The cases holding valid alien land laws (see Terrace v. Thompson, 263 U.S. 197 [44 S.Ct. 15, 68 L.Ed. 255] ; People v. Oyama, 29 Cal.2d 164 [173 P.2d 794]), are expressly distinguished from the case at bar. In distinguishing Truax v. Raich, supra, the United States Supreme Court states in Terrace v. Thompson, supra, 221: “In the opinion [Truax v. Raich] it was pointed out that the legislation there in question did not relate to the devolution of real property, but that the discrimination was imposed upon the conduct of ordinary private enterprise covering the entire field of industry with the exception of enterprises that were relatively very small. It was said that the right to work for a living in the common occupations of the community is a part of the freedom which it was the purpose of the Fourteenth Amendment to secure.

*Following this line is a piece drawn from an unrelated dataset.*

PR #2456, opened 2022-03-22
fix(remix-react): make `LiveReload` work for ports other than 8002

mcansh:
Prior to this change, if `config.devServerPort` was changed either manually or automatically (something already running on 8002), the port inlined to LiveReload was 8002 anyways. I went through some testing locally in `node_modules` and this was the solution. with our current testing infrastructure, I wasn't sure where to write a test for this, so if anyone has an idea, please let me know :)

“In the case before us, the thing forbidden is very different. It is not an opportunity to earn a living in common occupations of the community, but it is the privilege of owning or controlling agricultural land within the State. The quality and allegiance of those who own, occupy and use the farm lands within its borders are matters of highest importance and affect the safety and power of the State itself.” [Emphasis added.] Assuming the soundness of that distinction and the alien land law cases, here we have a common occupation or calling, “commercial fishing,” and hence the Truax case controls. “Fishing was one of man’s earliest sources of food supply and it is still one of his most important means of livelihood.” (Encyclopedia of the Social Sciences, vol. III, p. 266.)
Finally, highly persuasive arguments may be made that the law in the instant case is aimed solely at Japanese in an obvious discrimination against a particular race, in spite of the fact that that race is not mentioned by name in the statute, by reason of the historical background of alien legislation and court decisions. (See 35 Cal.L.Rev. 7, 51.) It is *746settled that such legislation is invalid. (See Yick Wo v. Mop-kins, 118 U.S. 356 [6 S.Ct. 1064, 30 L.Ed. 220] ; Yu Cong Eng v. Trinidad, 271 U.S. 500 [46 S.Ct. 619, 70 L.Ed 1059].)
In my opinion, the learned trial judge was right in granting petitioner a peremptory writ of mandate and the judgment should therefore be affirmed.
Gibson, C. J., and Traynor, J., concurred.